* _Excerpted records_:
__________

PR #4917, opened 2024-04-10
🐛 fix: update network subnets prio tag failures

mtulio:
**What type of PR is this?**

/kind bug

**What this PR does / why we need it**:

The subnet information from unmanaged subnets, like the Availability Zone name discovered when reconciling subnets, is not updated for additional subnets when the are failures to tag subnets for the preceding subnets.

For example, given subnetId1 and subnetId2, if the subnet tag failed when setting tags on subnetId1, the subnetId2 will not be discovered and attributes not be correctly set.

This change enforces subnet updates before trying to apply tags and does not skip the loop when checking existing subnets.

Additionally, a new option was added to the unit for reconcileSubnets(), allowing to ensure expected SubnetSpec attributes from Subnets{} post reconciliation.

**Which issue(s) this PR fixes**

References:
- #4874 
- #4901 
- #4882 

**Special notes for your reviewer**:

**Checklist**:

- [x] squashed commits
- [ ] includes documentation (N/A)
- [x] includes [emojis](https://github.com/kubernetes-sigs/kubebuilder-release-tools?tab=readme-ov-file#kubebuilder-project-versioning)
- [x] adds unit tests
- [ ] adds or updates e2e tests (N/A)

**Release note**:

```release-note
NONE
```

PR #5133, opened 2024-10-04
✨refactor: update to use new community ami account

richardcase:
**What type of PR is this?**

/kind bug

**What this PR does / why we need it**:

Updates to the project to start using the new CNCF owned AWS account for publishing AMIs. The code has had the old VMWare account removed and the new account ID added. Additionally the docs have been updated including clarifying that the public AMIs should only be used for non-production usage.

**Which issue(s) this PR fixes** *(optional, in `fixes #<issue number>(, fixes #<issue_number>, ...)` format, will close the issue(s) when PR gets merged)*:
Relates #5131
Relates #4984 
Fixes #5161 

**Special notes for your reviewer**:

A new GitHub Actions workflow (see #5138 ) can be invoked to publish new images. Also #5169 will be done as a follow-up.

**Checklist**:

- [X] squashed commits
- [X] includes documentation
- [ ] includes [emojis](https://github.com/kubernetes-sigs/kubebuilder-release-tools?tab=readme-ov-file#kubebuilder-project-versioning)
- [ ] adds unit tests
- [x] adds or updates e2e tests

**Release note**:

```release-note
action required
A new community owned AWS account is now being used for publishing AMIs. The old account owner by a company is no longer accessible and the images are being automatically deleted by AWS. Support for ubuntu 18.04 & 20.04 has been dropped and ubuntu 24.04 is now the default OS if no OS is supplied.
```

PR #5175, opened 2024-10-22
🐛: Tags defined in subnet spec should be applied

fiunchinho:
**What type of PR is this?**

/kind bug

Since 2.5.0 release, we can't tag subnets anymore by adding tags to the subnet spec in the `AWSCluster` CR. I believe the bug got introduced [on this PR](https://github.com/kubernetes-sigs/cluster-api-provider-aws/pull/4917/files#r1810976840), by overwriting the subnet tags defined in the spec by the tags from the AWS Subnet. This means that the existing tags on the AWS Subnet will always be applied, while the tags defined in the subnet spec will be ignored.

**Checklist**:

- [X] squashed commits
- [ ] includes documentation
- [X] adds unit tests

**Release note**:

```release-note
Tags defined in subnet spec should be applied
```

### DIFF
--- a/pkg/cloud/services/network/subnets.go
+++ b/pkg/cloud/services/network/subnets.go
@@ -58,14 +58,6 @@ func (s *Service) reconcileSubnets() error {
 		existing infrav1.Subnets
 	)
 
-	// Describing the VPC Subnets tags the resources.
-	if s.scope.TagUnmanagedNetworkResources() {
-		// Describe subnets in the vpc.
-		if existing, err = s.describeVpcSubnets(); err != nil {
-			return err
-		}
-	}
-
 	unmanagedVPC := s.scope.VPC().IsUnmanaged(s.scope.Name())
 
 	if len(subnets) == 0 {
@@ -93,12 +85,9 @@ func (s *Service) reconcileSubnets() error {
 		}
 	}
 
-	// Describing the VPC Subnets tags the resources.
-	if !s.scope.TagUnmanagedNetworkResources() {
-		// Describe subnets in the vpc.
-		if existing, err = s.describeVpcSubnets(); err != nil {
-			return err
-		}
+	// Describe subnets in the vpc.
+	if existing, err = s.describeVpcSubnets(); err != nil {
+		return err
 	}
 
 	if s.scope.SecondaryCidrBlock() != nil {
@@ -139,11 +128,12 @@ func (s *Service) reconcileSubnets() error {
 				existingSubnet.ID = sub.ID
 			}
 
+			// Make sure tags are up-to-date.
+			subnetTags := sub.Tags
+
 			// Update subnet spec with the existing subnet details
 			existingSubnet.DeepCopyInto(sub)
 
-			// Make sure tags are up-to-date.
-			subnetTags := sub.Tags
 			if err := wait.WaitForWithRetryable(wait.NewBackoff(), func() (bool, error) {
 				buildParams := s.getSubnetTagParams(unmanagedVPC, existingSubnet.GetResourceID(), existingSubnet.IsPublic, existingSubnet.AvailabilityZone, subnetTags, existingSubnet.IsEdge())
 				tagsBuilder := tags.New(&buildParams, tags.WithEC2(s.EC2Client))
--- a/pkg/cloud/services/network/subnets_test.go
+++ b/pkg/cloud/services/network/subnets_test.go
@@ -21,6 +21,7 @@ import (
 	"encoding/json"
 	"fmt"
 	"reflect"
+	"slices"
 	"testing"
 
 	"github.com/aws/aws-sdk-go/aws"
@@ -63,10 +64,7 @@ func TestReconcileSubnets(t *testing.T) {
 		{ID: "subnet-private-us-east-1-wl1-nyc-wlz-1", AvailabilityZone: "us-east-1-wl1-nyc-wlz-1", CidrBlock: "10.0.7.0/24", IsPublic: false},
 		{ID: "subnet-public-us-east-1-wl1-nyc-wlz-1", AvailabilityZone: "us-east-1-wl1-nyc-wlz-1", CidrBlock: "10.0.8.0/24", IsPublic: true},
 	}
-	// TODO(mtulio): replace by slices.Concat(...) on go 1.22+
-	stubSubnetsAllZones := stubSubnetsAvailabilityZone
-	stubSubnetsAllZones = append(stubSubnetsAllZones, stubSubnetsLocalZone...)
-	stubSubnetsAllZones = append(stubSubnetsAllZones, stubSubnetsWavelengthZone...)
+	stubSubnetsAllZones := slices.Concat(stubSubnetsAvailabilityZone, stubSubnetsLocalZone, stubSubnetsWavelengthZone)
 
 	// NetworkSpec with subnets in zone type availability-zone
 	stubNetworkSpecWithSubnets := &infrav1.NetworkSpec{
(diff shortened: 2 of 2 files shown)


pkg/cloud/services/network/subnets.go
```diff
@@ -93,12 +85,9 @@ func (s *Service) reconcileSubnets() error {
 		}
 	}
 
-	// Describing the VPC Subnets tags the resources.
-	if !s.scope.TagUnmanagedNetworkResources() {
-		// Describe subnets in the vpc.
-		if existing, err = s.describeVpcSubnets(); err != nil {
-			return err
-		}
+	// Describe subnets in the vpc.
```
fiunchinho, line 88: We had two blocks to describe the subnets in the VPC. One was executed when the feature flag for tagging unmanaged network resources was enabled, and the other block was executed when the feature flag was disabled. So it was always executed anyway.

pkg/cloud/services/network/subnets.go
```diff
@@ -139,11 +128,12 @@ func (s *Service) reconcileSubnets() error {
 				existingSubnet.ID = sub.ID
 			}
 
+			// Make sure tags are up-to-date.
+			subnetTags := sub.Tags
+
```
fiunchinho, line 133: This is the key change that fixes the issue. By storing the subnet tags from the spec to a local variable, we won't overwrite them when using `DeepCopyInto`.

damdo:
@fiunchinho FYI E2E tests are broken until #5133 merges

fiunchinho:
> @fiunchinho FYI E2E tests are broken until #5133 merges

Ok, thanks for the heads up.

BTW, since this is fixing a bug, shouldn't it be released as patch for v2.6 instead of v2.7?

damdo:
We should definitely release it in both.
So we'll merge it for 2.7 and then do a backport for the next 2.6.z.
/cc @richardcase

pkg/cloud/services/network/subnets_test.go
```diff
@@ -2625,6 +2575,183 @@ func TestReconcileSubnets(t *testing.T) {
 					}, nil).AnyTimes()
 			},
 		},
+		{
+			name: "Managed VPC, existing public and private subnets, 2 subnets in spec, custom tags in spec should be created",
```
mtulio, line 2579: is "Managed VPC" covers "existing subnets"?

mtulio: In BYO infra / [Configuring the AWSCluster Specification](https://cluster-api-aws.sigs.k8s.io/topics/bring-your-own-aws-infrastructure#configuring-the-awscluster-specification) it states:
> Specifying existing infrastructure for Cluster API to use takes place in the specification for the AWSCluster object. Specifically, you will need to add an entry with the VPC ID and the IDs of all applicable subnets into the network field.

So, should it be "unmanaged VPC" when you specify the VPC ID and subnet IDs?

pkg/cloud/services/network/subnets.go
mtulio: Hi @fiunchinho - is this behavior considering managed and unmanaged scenarios?

Checking the documentation about BYO/unmanaged and tags, it [states][1]:
> Note: All the tagging of resources should be the responsibility of the users and are not managed by CAPA controllers.

My understanding is this block will be reached at once when *unmanaged* (`existingSubnets!=nil`), and later interactions in the reconcile loop when *managed* (with subnets created h[ere ][2], preserving subnets tags defined on spec), considering the documentation that *unmanaged* should not create additional tags, than required from k8s, the tags from spec should be skipped. Is it make sense? (+ @richardcase @nrb  would love to hear your thoughts too)

[1]: https://cluster-api-aws.sigs.k8s.io/topics/bring-your-own-aws-infrastructure#tagging-aws-resources
[2]: https://github.com/kubernetes-sigs/cluster-api-provider-aws/blob/c8eb4797b15e4925c07b05782b90add67f59d148/pkg/cloud/services/network/subnets.go#L197-L201

fiunchinho: hey @mtulio thanks for the comment. If I understand it correctly, with this approach, when reconciling an unmanaged vpc, the tags in the subnet on AWS are applied to the AWSCluster spec, and new tags in the AWSCluster spec are ignored/never applied into AWS. When reconciling a managed VPC, the tags in the AWSCluster spec are applied to the subnet on AWS.

[In the subnets.go file, line 626](https://github.com/kubernetes-sigs/cluster-api-provider-aws/blob/main/pkg/cloud/services/network/subnets.go#L664), we only take into consideration the tags defined in the `AWSCluster` spec (called `manualTags` in the function) if the vpc is managed.

So I think this approach is not going against current documentation of BYOI/unmanaged infra.

Also, I think finding the subnet in AWS (`existingSubnets!=nil`) doesn't mean it's unmanaged. When CAPA creates the subnets, on following reconciliations it will find the same subnets on AWS, and they are managed by CAPA. A managed VPC is defined as a VPC with an `id` set, and the `sigs.k8s.io/cluster-api-provider-aws/cluster/$clusterName` set.

pkg/cloud/services/network/subnets_test.go
fiunchinho: [I tried explaining here](https://github.com/kubernetes-sigs/cluster-api-provider-aws/pull/5175/files#r1815091234). Let me know your thoughts, please!

pkg/cloud/services/network/subnets.go
mtulio: > hey @mtulio thanks for the comment. If I understand it correctly, with this approach, when reconciling an unmanaged vpc, the tags in the subnet on AWS are applied to the AWSCluster spec, and new tags in the AWSCluster spec are ignored/never applied into AWS. [...]

Yep, that's the current behavior, isn't it aligned with the documentation for BYOI/unmanaged infra?

The [change](https://github.com/kubernetes-sigs/cluster-api-provider-aws/pull/4917/files#r1810976840) wasn't intentionally added, but revisiting the docs with your findings I am a little bit confused what would be the expected behavior for unmanaged on CAPA. @richardcase @nrb thoughts?

Just sharing some thoughts how we are using: we, on OpenShift, consider tags are managed by the user when they opt to provide their own network/subnets, and we don't touch on it when installing a cluster. So this change won't affect our automation as we are not setting the subnet tags for unmanaged VPC.

richardcase: For unmanaged, I'd say:

- Only apply required k8s tags to the subnets in AWS
- No other custom tags to be added to the subnets in AWS

As for syncing existing tags on the subnets back to AWSCluster, I'm not strongly opinionated on this.

Every time i look at the subnets code, it makes me 😢 IMHO, it's historically one of the most error-prone and horrible bits of code in CAPA.

AndiDog: `getSubnetTagParams` still does the right thing for unmanaged VPCs (= don't use additional tags unless `TagUnmanagedNetworkResources()`), so I think the behavior is fine even with this PR. If tags are directly defined on `AWSCluster.spec.network.subnets.tags`, it's a conscious decision by the admin and those tags should be added even for unmanaged ones – why else have a field for tags?

The field description could be more precise, though (out of scope for the PR):

```
$ kubectl explain awscluster.spec.network.subnets.tags
GROUP:      infrastructure.cluster.x-k8s.io
KIND:       AWSCluster
VERSION:    v1beta2

FIELD: tags <map[string]string>


DESCRIPTION:
    Tags is a collection of tags describing the resource.
```

AndiDog (commented):
/lgtm

(IMO, see comment thread about tagging behavior)

damdo:
/assign @nrb 
for approval

fiunchinho:
If there is anything preventing this PR from being approved just let me know.

richardcase:
@fiunchinho - would you be able to rebase this? That way we can pick up the latests e2e changes and run the eks e2e before merging.

I think once the e2e pass (after rebasing) we could look to get this merged.

@AndiDog - wdyt?

fiunchinho:
I just rebased, please take a look. Thank you.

__________

* _What the exercise asks_: Print, exactly as written, the first line of the records above and each line after it until the line with "For example, given", which is printed too.

* _Exercise output_:
PR #4917, opened 2024-04-10
🐛 fix: update network subnets prio tag failures

mtulio:
**What type of PR is this?**

/kind bug

**What this PR does / why we need it**:

The subnet information from unmanaged subnets, like the Availability Zone name discovered when reconciling subnets, is not updated for additional subnets when the are failures to tag subnets for the preceding subnets.

For example, given subnetId1 and subnetId2, if the subnet tag failed when setting tags on subnetId1, the subnetId2 will not be discovered and attributes not be correctly set.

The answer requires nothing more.